グレイテストショーマン

グレイテスト・ショーマンで感動できないなんて、今まで幸福だったんですね

最初に言っておくと、私は割と洋画に対しての評価は人より甘めだ。ひとついいところを見つけてしまうと特にそうなってしまう。そんな私の今回の激甘映画レビューは「グレイテスト・ショーマン」です。

主役のP.T.バーナムを演じるのはヒュー・ジャックマン。ヒュー・ジャックマンが何年も前からやりたがっていたのが今作。それだけでもう見る価値がある。だってヒュー様がやりたがった作品だよ?ハズレなわけないじゃない。

時代設定は1800年代。今では信じられないような思想が網羅する社会。黒人といえばメイド、身体的に異常があれば蔑まれるので家を出るなと家族から言われる。
そういう社会の中でバーナムが作ったサーカスは確かに”キワモノを集めた見世物小屋”でしたが、彼らはそこでショーを行うことで、ありのままの自分でいい、THIS IS ME!と高らかに歌うのです。

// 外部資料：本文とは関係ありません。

Issue #2486, opened 2022-01-13
Issue with the LayerNorm implementation


arrufat:
In #2485 I started testing dlib's implementation of the layer normalization layer (added in #2213).

The main idea is the same as the batch normalization, except that it normalizes along the features dimension, instead of along the batch dimension, therefore is batch-size independent:

[<img src="https://production-media.paperswithcode.com/methods/Screen_Shot_2020-05-19_at_4.24.42_PM.png" alt="BatchNorm vs LayerNorm" width=400>](https://arxiv.org/abs/1607.06450) [<img src="https://user-images.githubusercontent.com/1671644/149344911-fc5c91d9-26a5-47b9-a677-1e47af2bb3bc.png" alt="BatchNorm vs LayerNorm" width=400>](https://yonghyuc.wordpress.com/2020/03/04/batch-norm-vs-layer-norm/)

The issue I am facing is that this layer also learns a scale and a bias, which have `num_samples` elements, as it normalizes each sample in the mini batch independently.

So, when we change the number of samples in the mini batch, the sizes of the scale and bias do not match anymore.
I might have some conceptual problem, and I am trying to find what it is, but if someone can enlighten me, I would appreciate it.
Meanwhile, do not use LayerNorm.

davisking:
Oh yeah, I see what you mean. I was apparently not paying attention to that part of that PR :sweat_smile: 

But yeah, layer norm should have the same number of affine parameters as batch norm.  That is, each output feature gets its own rescaling just like in batch norm. Definitely doesn't make sense to do a "per batch sample" thing like the code is doing now.

arrufat:
I was also reading the [documentation in PyTorch](https://pytorch.org/docs/stable/generated/torch.nn.LayerNorm.html), and apparently you can even specify the shape of the normalization.
If I understood it correctly, if the tensor we want to normalize has dimensions `k`×`h`×`w`, you can tell it to normalize using only `k`. So, instead of learning `k`×`h`×`w` parameters, layer will only learn `k`. That's what they do in the [ConvNeXt code](https://github.com/facebookresearch/ConvNeXt/blob/b2d5a2de8b04533cc288400584db756c29066109/models/convnext.py#L16-L19).

I was thinking about how I would implement in dlib. The first thing that came to mind is to add template parameters to the `layer_norm_` class.

```c++
template <bool K, bool NR, bool NC>
class layer_norm_
{
    // ...
};
```
[...]

PR #2489, opened 2022-01-16
Fix Layer Normalize

arrufat:
Solves #2486.
Fixes Layer Norm, introduced in #2213.

For this PR, I've decided to not over do it and just fix the implementation. Maybe at some point I will check if it's worth to add dimensionality options.


davisking:
Cool, thanks :D

Issue #2463, opened 2021-11-20
Dlib failed to build due to many errors: error C2065 and C2338


Agustinm28:
I tried to build Dlib on Windows with VS2017 Update2. It failed to build due to many errors: such as error C2065, C2338 or MSB6003. Could you please help take a look at this? Thank you!

## Expected Behavior
Build successfully.

## Current Behavior
running install
running bdist_egg
running egg_info
writing tools/python\dlib.egg-info\PKG-INFO
writing dependency_links to tools/python\dlib.egg-info\dependency_links.txt
writing top-level names to tools/python\dlib.egg-info\top_level.txt
package init file 'tools\python\dlib\__init__.py' not found (or not a regular file)
reading manifest file 'tools/python\dlib.egg-info\SOURCES.txt'
reading manifest template 'MANIFEST.in'
no previously-included directories found matching 'tools\python\build*'
adding license file 'LICENSE.txt'
writing manifest file 'tools/python\dlib.egg-info\SOURCES.txt'
installing library code to build\bdist.win32\egg
running install_lib
running build_py
running build_ext
Building extension for Python 3.10.0 (tags/v3.10.0:b494f59, Oct  4 2021, 19:00:18) [MSC v.1929 64 bit (AMD64)]
Invoking CMake setup: 'cmake C:\Users\agust\Downloads\dlib-19.22\tools\python -DCMAKE_LIBRARY_OUTPUT_DIRECTORY=C:\Users\agust\Downloads\dlib-19.22\build\lib.win32-3.10 -DPYTHON_EXECUTABLE=C:\Users\agust\AppData\Local\Programs\Python\Python310\python.exe -DCMAKE_LIBRARY_OUTPUT_DIRECTORY_RELEASE=C:\Users\agust\Downloads\dlib-19.22\build\lib.win32-3.10 -A x64'
-- Selecting Windows SDK version 10.0.19041.0 to target Windows 10.0.22000.
-- pybind11 v2.2.4
-- Using CMake version: 3.22.0
-- Compiling dlib version: 19.22.0
-- SSE4 instructions can be executed by the host processor.
-- AVX instructions can be executed by the host processor.
-- Enabling AVX instructions
-- C++11 activated.
-- Configuring done
-- Generating done
-- Build files have been written to: C:/Users/agust/Downloads/dlib-19.22/build/temp.win32-3.10/Release
Invoking CMake build: 'cmake --build . --config Release -- /m'
[...]

PR #2492, opened 2022-01-27
Resolve davisking/dlib#2463

sambhare:
Fixes missing ssize_t definition on Windows

### DIFF
--- a/dlib/external/pybind11/include/pybind11/numpy.h
+++ b/dlib/external/pybind11/include/pybind11/numpy.h
@@ -26,6 +26,8 @@
 #if defined(_MSC_VER)
 #  pragma warning(push)
 #  pragma warning(disable: 4127) // warning C4127: Conditional expression is constant
+#include <BaseTsd.h>
+using ssize_t = SSIZE_T;
 #endif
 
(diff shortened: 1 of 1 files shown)


davisking:
Thanks for the PR.  This doesn't work though, see the build errors here https://ci.appveyor.com/project/davisking/dlib-1mqn9/build/job/dyfua7l48ii2gs9g.  I'm not sure why the appveyor integration says it passed, since the build failed on appveyor :|

The issue is sometimes ssize_t is defined.

sambhare:
Interesting. Looks like the 32 bit builds are failing and the 64 bit ones are ok. I'll update the PR to only do this on 64 bit.

Also, Python 3.6 was EOLed in Dec 2021. (https://devguide.python.org/#status-of-python-branches) Would you be updating your CI to remove it? I would recommend the oldest supported version (3.7) and the latest version (3.10)

davisking:
Yeah, I'll update the appveyor config.  I tried 3.10 a bit ago but seemingly appveyor doesn't actually support it, despite their docs saying they do.  Trying to switch to 3.9 instead.

Anyway, thanks for the PR.  CI looks good now :)

sambhare:
Thank you!

PR #2493, opened 2022-01-28
See what appveyor says about this

davisking:


davisking:
I looked for a while and it's not clear to me how to make appveyor do the right thing.   What's happening is there are 4 different appveyor config files in dlib/appveyor.  All 4 are actually run on every PR, but there is a race condition in the github integration that causes one of the 4 to be selected at random to decide if the build succeeded and if it blocks the PR or not.   And I couldn't find out how to resolve that integration bug.

It seems like you are supposed to have just one appveyor config file for this integration.  However, each of those config files corresponds to an appveyor "project".  And each project has a 2 hour time limit.  If we combined them all into one we would exceed the 2 hour build limit.  Which is why I split them up into separate files in the first place.

Anyway, I get emails when these fail. It's just annoying that PR authors to not also see appveyor CI failures in many cases.  But it's not clear to me if it's even possible to resolve this so I'm letting it sit.

arrufat:
I will check if I can finish the GitHub actions PR, maybe it works better?

The Linux one works fine, but for the macOS and Windows ones, it can't find the `dtest` executable... I don't have much experience with those OSes.

davisking:
Cool.  No idea.  I find the docs for how all these services are supposed to work to be kinda dicy.  I'm trying to figure out the YAML appveyor uses right now to build newer python versions together with older ones in a sensible way.  It is not exactly clear :|

arrufat:
Yes, I also find it a bit confusing, so I go with the trial and error method (that branch has far too many commits :sweat_smile:

davisking:
Yeah I'm still in a trial and error loop for this :|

この映画で最も話題となったのは映画の中で使われた「THIS IS ME」と言っても過言ではないでしょう。アカデミー賞授賞式でキアラ・セトルがステージで雑多な人種を率いて歌った姿は思い浮かべるだけで涙がこぼれてしまうほどです。
「THIS IS ME」の歌詞が、サーカスの団員たちである迫害されてきた人たちの心を現しています。

見られても怖くない 謝る必要もない
これが私
言葉の刃で傷つけるなら
洪水を起こして溺れさせる
勇気がある 傷がある
ありのままでいる
これが私

目に見える障害がなくても傷を負っている人は今の時代でもいるし、謂れのない誹謗中傷を受けた人だっている。そして自分に自信がない人もいる。
そういう人たちにとっても心に響く歌だったのではないかと思います。
もしも歌詞の意味が心に響かない場合、それは今まで随分と幸福だったのだろうと思います。誰からも蔑まれることもなく、いじめられることもなく、自分にはなんだってできると思っている人なのではないかと思えます。

そして、彼らを救ったのがバーナムです。
彼は間違っても完璧な人間ではないし、妻子を置いて仕事に没頭してしまうような男です。
しかし、確かに彼らを受け入れ、生きる目的を与えたのはバーナムです。
バーナムが彼らよりもヨーロッパの歌姫のツアー同行を優先しても、火事でサーカス小屋が焼けてなくなっても、彼らはバーナムを見捨てなかった。
サーカスのメンバーが家族であり、今度は彼らがバーナムを救うのです。
誤った方向へ進んでしまったことにバーナムが気付き、誰のために今まで頑張ってきたのか気付かせてくれます。

グレイテスト・ショーマンはバーナムの伝記的映画ではありますが、家族の愛がテーマだったり、ありのまま自分を愛そう、ということだと言います。
私は自分に自信がないので生き方に迷うこともあります。
この映画は今のままで良いと言われたような気がします。
だから映画を見ながら何度も泣いて、グレイテスト・ショーマンのサントラを聞いてまた泣くのです。